Командир бригады приказал офицерской группе вынуть из орудий замки.
221Инженер Ломоносов мобилизуется.
Пошутил профессор Ломоносов жене, что эти петроградские безпорядки совсем не ко времени начались: во-первых, нарушили ему лечение зубов (к зубному врачу на Пушкинскую в назначенный час не стало возможно проехать); а во-вторых, хотя царский режим и давно пора кончать, это затянувшееся общее бедствие, но, пожалуй, во время войны не самый лучший момент.
А зубы у него оказались запущены потому, что в Петроград он только что вернулся с Румынского фронта, где несколько месяцев пытался восставить и наладить железные дороги. С осени главная переброска войск и поставки снаряжения потекли в Румынию, но именно в этом направлении у нас были самые хилые дороги, ни по какой доктрине не намечалось там воевать. И состояние путей было развались (а у румын ещё хуже), а хуже всего с паровозами, – и Ломоносов как один из ведущих паровозников, притом железнодорожный генерал, и был послан.

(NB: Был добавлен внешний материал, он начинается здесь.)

PR #29901, opened 2026-08-17

kroitor:
Supersedes #29864 (closed and reopened for a fresh review pass; full review history there).

Exchange-level single-flight primitives, hand-written in all six base runtimes, as pure additions (+426/−0):

- a base ws test (`test.singleFlightPrimitives.ts`) pinning the semantics — leader election, waiter fan-out, result delivery, and the failed-flight state (a rejected flight must leave the slot clean so the next caller becomes a fresh leader). Complements #29891's `test.singleFlight.ts`, which covers the client-future rendezvous pattern: two mechanisms, two tests.

**Why base primitives when binance is already fixed (#29878):** the same auth race exists in at least 10 more exchanges (aster, bingx, bitrue, xt, hashkey, deepcoin, whitebit, lbank, bitstamp, kraken — survey on #29393). The rendezvous trick parks the coordination future on a listenKey-free base-url client — convenient on binance, but several of those exchanges embed credentials in every ws url and have no natural rendezvous client, which forces per-exchange invention. With the primitives, each exchange fix is a ~6-line wiring against a base-tested API; the follow-up PR wires all ten.

The primitives carry the 7/7-language live-verification record from the original review rounds (verification matrix on #29393).


ts/src/base/Exchange.ts
```diff
@@ -1690,6 +1691,50 @@ export class BaseExchange {
...
+            future.resolve (result);
+        }
+    }
+
+    singleFlightReject (flightHash: string, error: any) {
+        // settles a flight with an error - all waiters throw
+        if (flightHash in this.authenticationFlights) {
+            const future = this.authenticationFlights[flightHash];
+            delete this.authenticationFlights[flightHash];
+            future.reject (error);
```
carlotestor, line 1739: ⚠️ **Warning:** `Future()` is a native Promise. An alone-leader `future.reject(error)` (no waiter has `await`ed the map entry yet) is an unhandled rejection and Node kills the process — confirmed with a same-shape repro (exit 1). `Future.subscribe` already attaches `p.catch(() => {})` for this reason. Attach that swallow when creating the flight in `singleFlightAcquire`, or have the documented leader pattern `await` the flight instead of `throw` after reject.

cs/ccxt/ws/Exchange.WsBridge.cs
```diff
@@ -63,6 +63,68 @@ public ccxt.pro.CountedOrderBook countedOrderBook(object snapshot = null, object
...
+        }
+        var created = new Future();
+        if (!this.authenticationFlights.TryAdd(flightHash, created))
+        {
+            // lost the add race to a concurrent leader - wait on theirs
+            if (this.authenticationFlights.TryGetValue(flightHash, out flight))
+            {
+                await flight.task;
+            }
+            return false;
```
carlotestor: ⚠️ **Warning:** `TryAdd` can fail and the subsequent `TryGetValue` can still miss: the leader may have already `TryRemove`d + `reject`ed. Falling through to `return false` then looks like a successful wait, so the caller re-reads an empty credential cache. Loop back into acquire (or use `GetOrAdd`) on that miss so a rejected flight either throws or elects a new leader.

ts/src/pro/test/base/test.singleFlightPrimitives.ts
```diff
@@ -0,0 +1,81 @@
...
+    const failingFlow = async () => {
+        const isLeader = await exchange.singleFlightAcquire ('auth:fail');
+        if (!isLeader) {
+            return 'waiter-survived';
+        }
+        await sleep (50);
+        // a correct flow writes the cache only after success - the failing
+        // leader must reject without touching it
+        exchange.singleFlightReject ('auth:fail', error);
+        throw error;
```
carlotestor, line 53: ⚠️ **Warning:** This case always fires two `failingFlow()`s, so a waiter is attached before `singleFlightReject`. That hides the alone-leader unhandled-rejection crash in `Future.reject`. Add a one-caller reject (and assert the process survives) so the next exchange wiring cannot ship the `reject` + `throw error` pattern without a handler.

carlotestor (commented):
## Summary

Adds exchange-level `singleFlightAcquire` / `Wait` / `Resolve` / `Reject` plus `authenticationFlights`, hand-written in all six bases (TS above the transpile marker; Python async `__init__`; PHP `ClientTrait`; C# `WsBridge` + `TryAdd`; Go mutex; Java `putIfAbsent` + non-blocking `thenApply`). Native `test.singleFlightPrimitives.ts` pins leader election, waiter fan-out, reject-clears-slot, and `Wait` idle/block. Complements #29891's `client.future` test; no exchange wiring in this PR.

## Correctness

Cooperative TS / Python / PHP acquire is race-safe (check-then-insert has no `await` between). Java `putIfAbsent` and Go's mutex are similarly atomic. Three issues on the new API itself:

1. **Alone-leader `singleFlightReject` kills Node.** `Future()` is a native Promise. `future.reject(error)` with no waiter is an unhandled rejection (verified: process exits 1). The test always has a concurrent waiter, so this path is unpinned. Attach a no-op `.catch(() => {})` when creating the flight (same swallow `Future.subscribe` already does), or have the leader `await` the flight instead of `throw` after reject.
2. **C# waiter can treat a rejected flight as success.** After `TryAdd` fails, `TryGetValue` can miss because the leader already `TryRemove`d + rejected. The method then `return false` with no throw, so a waiter re-reads an empty cache and proceeds as authenticated. Retry acquire (or `GetOrAdd`) instead of returning false on that miss.
3. **`close()` does not settle the map.** `close()` still only walks `this.clients`. In-flight `authenticationFlights` stay pending and waiters hang. Reject every entry with `ExchangeClosedByUser` (same idea as `Client.reset`).

The `result` argument to `Resolve` is never returned from `Acquire`/`Wait` — waiters must re-read a side cache, as the comments say. Fine if that stays the contract.

## Labels

Applied: `enhancement`, `ws`.

## Verdict

**COMMENT** — placement and the happy-path semantics look right; the reject/close holes should be closed before the follow-up wires ten exchanges onto this API.

ts/src/base/Exchange.ts
kroitor: Fixed in 3cb5209 — the flight now carries `flight.catch (() => {})` at creation (the `Future.subscribe` pattern), and the new `testAloneLeaderReject` case pins process survival on a waiterless reject.

cs/ccxt/ws/Exchange.WsBridge.cs
kroitor: Fixed in 3cb5209 — `singleFlightAcquire` is now a loop: the lost-add-race path either awaits the visible flight or re-enters and elects the caller as the fresh leader; the silent `return false` path is gone. The created future also observes its task exception (`OnlyOnFaulted`) so a waiterless rejection can never surface unobserved.

ts/src/pro/test/base/test.singleFlightPrimitives.ts
kroitor: Added in 3cb5209 — `testAloneLeaderReject`: acquire, reject with zero waiters, tick the microtask queue (an unhandled rejection fires there), assert the process survives and the next acquire elects a fresh leader.

kroitor:
All three findings addressed in 3cb5209: the alone-leader swallow (per-runtime idiom: ts `.catch`, python done-callback exception retrieval, c# `OnlyOnFaulted` observation; go channel futures and java completable futures need none — documented in place), the c# acquire retry loop replacing the silent false-success path, and `close()` now rejecting every in-flight flight with `ExchangeClosedByUser` in all six runtimes before any client teardown. The primitives test gains the alone-leader survival case.

kroitor:
Superseded by #29903 for a fresh review pass — same branch, findings from the first pass addressed in 3cb5209.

Молодым человеком, вскоре после окончания института, почти одновременно, он начал опыты с паровозами, принесшие ему две дюжины книг и славу. Но и везде, где служил, не отказывал он в содействии революционно подмоченным, что естественно для всякого честного образованного человека в России. Иногда и места служб ему приходилось выбирать не только из соображений паровозного дела и личных успехов, но и чтобы подальше от глаз Охранного отделения. Побывал он и начальником тяги самой далёкой и запущенной Ташкентской железной дороги, которую быстро поднял к доходу и расцвету. Но вскоре карьера его взмыла вверх, увлекла в Петербург, и до самых высоких должностей, а поселился он в Царском Селе.
Происшедшее теперь в Петрограде, в общем, можно было ожидать: думские бури последних месяцев приготовляли к крупным событиям. Но сегодня – у Ломоносова были лекции. Однако вряд ли соберутся студенты, а если и соберутся – стоит ли ехать в такой день? действительному статскому советнику можно попасть в затруднительное положение. И Ломоносов по телефону перенёс лекции на завтра, а сегодня и сам вовсе не поехал в город, даже и в контору, остался в покое Царского Села.
Вероятней всего, безрассудны и безнадёжны были все эти уличные столкновения, – но колыхалось в груди радостное. И всё-таки часть солдат стала за народ!
Придумали они с женой совершить перед обедом маленькую прогулку: взяли извозчика и поехали вокруг Александровского дворца. Поехали – проверить подозрение: не сбежала ли царская семья? Об этом был слушок, и очень правдоподобный, потому что волнения перекинулись и в Царское – и это становилось опасно дворцу.
Так оно, кажется, и было: очень мало стражи стояло, и совсем не видно шпиков в гражданской одежде, обычно шныряющих вокруг дворца. Впечатление такое, что во дворце вообще никого нет, как летом, когда царская семья в Петергофе. Да и удивительно было бы, если б они до сих пор не дали дёру.
Возвращаясь домой, встретили на улице каких-то волынцев – часть батальона и почти всех офицеров. Оказалось, часть батальона в городе перешла к восставшим, а эти, лояльные, пришли пешком из Петрограда сюда.
Ну и рабы!
Едва пообедали – жену вызвали в лазарет: по слухам, ночью будут взрывать управление дворцовой полиции, как раз против лазарета, – и всем врачам надо быть на месте, возможны раненые.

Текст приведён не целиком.